WHAT THE TASK ASKS: Lines from the beginning of the entries up to and including the one with "# Add new IPs which are now listed" must be duplicated word for word; leave out all others.

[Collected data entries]
★ ★ ★

PR #2205, opened 2018-08-19
Add loglevel option to badips.py

benrubson:
Hi,

This PR adds a new yes/no `log` option to `badips.py`.
It allows to enable / disable the log line produced when an IP is (un)banned.
One may want to define this per jail, thanks to this new option.

Thank you 👍

### DIFF
--- a/config/action.d/badips.py
+++ b/config/action.d/badips.py
@@ -343,13 +343,16 @@ class BadIPsAction(ActionBase): # pragma: no cover - may be unavailable
 				ips = self.getList(
 					self.bancategory, self.score, self.age, self.bankey)
 				# Remove old IPs no longer listed
-				self._unbanIPs(self._bannedips - ips)
+				s = self._bannedips - ips
+				m = len(s)
+				self._unbanIPs(s)
 				# Add new IPs which are now listed
-				self._banIPs(ips - self._bannedips)
-
-				self._logSys.debug(
-					"Updated IPs for jail '%s'. Update again in %i seconds",
-					self._jail.name, self.updateperiod)
+				s = ips - self._bannedips
+				p = len(s)
+				self._banIPs(s)
+				self._logSys.info(
+					"Updated IPs for jail '%s' (-%d/+%d). Update again in %i seconds",
+					self._jail.name, m, p, self.updateperiod)
 			finally:
 				self._timer = threading.Timer(self.updateperiod, self.update)
 				self._timer.start()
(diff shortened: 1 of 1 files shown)


benrubson:
You do not find this relevant @sebres ?
Thank you !

benrubson:
I find it rather useful to easily track badips activity :)

sebres:
I don't closed it, this looks like a github BUG (several PRs went closed - I pushed something in 0.10 (and branch 0.10 disappeared for some reason, together with all PRs for this branch)...

benrubson:
What about merging this tiny PR @sebres ?
Many thanks !

config/action.d/badips.py
```diff
@@ -99,6 +104,7 @@ def __init__(self, jail, name, category, score=3, age="24h", key=None,
 		self.banaction = banaction
 		self.bancategory = bancategory or category
 		self.bankey = bankey
+		self.loglevel = str2LogLevel(loglevel) if isinstance(val, basestring) else loglevel
```
benrubson: Typo here with `val` instead of `loglevel` ?

sebres:
I rewrote this a bit.

So usage for logging with level NOTICE:
```ini
action = badips.py[loglevel=notice]
```

BTW: you've used operator `is` (`if log is 'yes'`), this is wrong in python - it is not an operator equal `==` (`is` compares objects are equals not the values, so just meant the same object).
You can use it with ``None` (or similar global singletons)...
Just compare: 
```python
>>> 'Yes'.lower() == 'yes'` 
True
>>> 'Yes'.lower() is 'yes'
False
```

config/action.d/badips.py
sebres: Thx, I saw it already by latest common review.

benrubson:
Nice rewrite, even more generic, perfect, thank you 👍

> you've used operator `is` (`if log is 'yes'`), this is wrong in python

Yes you're right, thank you for your explanation.
Did work with an empty value, but would not have worked with the _yes_ value...

benrubson:
Thank you @sebres 👍

config/action.d/badips.py
```diff
@@ -350,7 +350,7 @@ def update(self):
 				s = ips - self._bannedips
 				p = len(s)
 				self._banIPs(s)
-				self._logSys.info(
+				self._logSys.log(self.loglevel,
 					"Updated IPs for jail '%s' (-%d/+%d). Update again in %i seconds",
```
benrubson: @sebres, would have been interesting to keep `INFO` loglevel here.
So that we can have the individual _Banned IP_ messages in `DEBUG` level (so not logged if we use for example the global configuration `loglevel = INFO`), and this summary message in `INFO` level.
This was one of the purposes of this PR :)

benrubson: See #2245 for a quick fix. Thx !

sebres: answered in PR

Issue #2213, opened 2018-09-08
Passive waiting to solve defunct proc and to dramatically improve performances


benrubson:
Hi,

From time to time I have alerts on my servers regarding _defunct_ processes.
I investigated and found that these are fail2ban processes, launched to execute system commands.
As fail2ban does not use the `wait()` call to wait for its children, there is a short moment where the children are seen as _defunct_.

I then tried the following, in `fail2ban/fail2ban/server/utils.py`, in `executeCmd()` function.

I replaced the first :
`retcode = popen.poll()`
With :
`retcode = popen.wait()`

In addition to solve the defunct issue, this passive waiting dra-ma-ti-ca-lly improves performances.

On Linux, using iptables, 3350 rules are added in 33 seconds instead of 11.5 minutes !

I know that the `wait()` call is a blocking call, but perhaps there's a workaround.
I tried to put it in a `try` bock using `signal.alarm(timeout)`, but this can't be used in threads.

Thank you very much,

Ben

benrubson:
See #2215 for a proposal to solve this !

benrubson:
See #2215 for some tryouts & solutions.

sebres:
Hmm... `popen.wait()` is noting else as try `popen.poll()` (or rather internal call of `os.waitpid` used in both) while the child process running. Just the normal call of poll will use a very short inbetween sleep's additionally (but this does not explain why this should take 11 min instead of 33 seconds).
So I don't know how you tested this (by the way which python version is used?) to reach values like this (or something is just wrong on your system).

Because if I test 5 second simple ban+unban the original version vs. your version, I get:
```diff
- # original 0.10:
- 6.078ms/# 823 # (5.002s total)
+ # PR gh-2215:
+ 7.662ms/# 653 # (5.004s total)
```

So your variant seems to be 1.6ms slower per iteration (ban/unban).

This means that if I test both on my machine 33 seconds long, I get:
- 5430 ban/unban invocations, so ca. 11000 rules processed **with original version**;
- 4310 ban/unban invocations, so ca. 8600 rules processed **with your version**;

And I don't really understand how such "dra-ma-ti-ca-lly" performance increase can be reached, neither by usage of wait, nor by usage of additional command (`timeout`).

Can you please describe a scenario how you tested this? 
Additionally please provide:
1. which fail2ban and python version exactly?
2. which banaction is used in your case?

sebres:
[...]

PR #2215, opened 2018-09-08
Passive wait children to improve performances

benrubson:
Hi,

Here is a proposal / a tryout to solve #2213.
Goal is to rely on the `timeout` binary to launch the commands and then passively wait for our children.

Ben

### DIFF
--- a/config/action.d/iptables-common.conf
+++ b/config/action.d/iptables-common.conf
@@ -73,7 +73,7 @@ lockingopt = -w
 # Option:  iptables
 # Notes.:  Actual command to be executed, including common to all calls options
 # Values:  STRING
-iptables = iptables <lockingopt>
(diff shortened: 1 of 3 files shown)


benrubson:
So I tested several things.

First commit tries to prefix every command with `timeout -k Utils.DEFAULT_SLEEP_INTERVAL timeout`.
However, as some commands are rather complex, it fails on them.
So Travis fails here.

Second commit detects `timeout -k` in the command itself, and if found, passively waits for the command to finish.
_iptables_ is taken as an example here.
_Travis fails just because iptables command name has changed in the log, should be easy to correct._

I think second example commit could be the way to go, activating timeout on a per command basis.

benrubson:
Closing this in favor of discussion in #2213.

PR #2221, opened 2018-09-14
Use secure URI in Vcs control header.

jelmer:
Use secure URI in Vcs control header.

Fixes lintian: vcs-field-uses-insecure-uri
See https://lintian.debian.org/tags/vcs-field-uses-insecure-uri.html for more details.


sebres:
Merged. Thx.

PR #2245, opened 2018-10-02
Add a shortloglevel badips.py option

benrubson:
Hi,

This follows #2205 to fix the summary message loglevel.

Thank you 👍 

Ben

### DIFF
--- a/config/action.d/badips.py
+++ b/config/action.d/badips.py
@@ -32,7 +32,7 @@ else: # pragma: 3.x no cover
 	from urllib import urlencode
 
 from fail2ban.server.actions import ActionBase
-from fail2ban.helpers import str2LogLevel
+from fail2ban.helpers import splitwords, str2LogLevel
 
 
 
@@ -75,9 +75,9 @@ class BadIPsAction(ActionBase): # pragma: no cover - may be unavailable
 	loglevel : int/str, optional
 		Log level of the message when an IP is (un)banned.
 		Default `DEBUG`.
-	shortloglevel : int/str, optional
-		Log level of the summary message when a group of IPs is (un)banned.
-		Default `DEBUG`.
+		Can be also supplied as two-value list (comma- or space separated) to
+		provide level of the summary message when a group of IPs is (un)banned.
+		Example `DEBUG,INFO`.
 	agent : str, optional
 		User agent transmitted to server.
 		Default `Fail2Ban/ver.`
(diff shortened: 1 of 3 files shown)


config/action.d/badips.py
```diff
@@ -350,7 +350,7 @@ def update(self):
 				s = ips - self._bannedips
 				p = len(s)
 				self._banIPs(s)
-				self._logSys.log(self.loglevel,
+				self._logSys.info(
```
sebres: Please change:
```diff
- logSys.log(loglevel,
+ logSys.log(logging.MSG,
```

benrubson:
> I don't use badips, but cannot imagine for which reasons this should be logged after (successful) IPs-merge by the successful start of action (separated from other things, which are rather a debug purposes).

Think about merging sometimes hundreds of IPs.
You don't want an individual message for every processed IP, but rather a summary message with the number of removed/added IPs.
I agree that the _next update in X seconds_ part of the message is for sure debug.
What about then the commit I just pushed ? Would it be suitable ? We would not have "duplicate" messages.

> Anyway I can promise you, that tomorrow (as many times earlier) we'll get a request to disable this info, because it bothers someone (does not saw this message previously).

Sure, I understand.

benrubson:
> So then why you have extended the logging in #2205 for "individual message for every processed IP" instead of doing this for summary message only?

The other reason is that you may want to have these individual messages for some of your badips jails, but not for some others (you can define several badips jails, so with different log levels).

> You still did not understand, I am not against this message, but against the **default** level (`INFO`) for it (for the reasons I already mentioned above).

Understood, let me then rework this correctly.

benrubson:
I think this rework should be OK @sebres 👍 
We then have the `loglevel` option for the detailed (un)ban message.
And the `shortloglevel` option for the summary message.
We are then able to output both or only one of these 2 messages, independently, and at a jail level.

Thank you 👍

benrubson:
@sebres what about merging this small PR ?
Many thanks again !

benrubson:
Let's go with this if you're OK @sebres ?
Many thanks !

benrubson:
Hi @sebres, may I ask you to review this tiny change please when you'll have some time ?
Many thanks !

sebres:
It has been rewritten a bit: `loglevel` and `shortloglevel` combined now to single parameter `loglevel`.

Here an example logging summary with NOTICE and rest with DEBUG log-levels:
```ini
action = badips.py[loglevel="debug, notice"]
```
Parameter `shortloglevel` does not exists anymore.

benrubson:
Really nice idea, many thx @sebres 👍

★ ★ ★

ANSWER SPACE:
PR #2205, opened 2018-08-19
Add loglevel option to badips.py

benrubson:
Hi,

This PR adds a new yes/no `log` option to `badips.py`.
It allows to enable / disable the log line produced when an IP is (un)banned.
One may want to define this per jail, thanks to this new option.

Thank you 👍

### DIFF
--- a/config/action.d/badips.py
+++ b/config/action.d/badips.py
@@ -343,13 +343,16 @@ class BadIPsAction(ActionBase): # pragma: no cover - may be unavailable
 				ips = self.getList(
 					self.bancategory, self.score, self.age, self.bankey)
 				# Remove old IPs no longer listed
-				self._unbanIPs(self._bannedips - ips)
+				s = self._bannedips - ips
+				m = len(s)
+				self._unbanIPs(s)
 				# Add new IPs which are now listed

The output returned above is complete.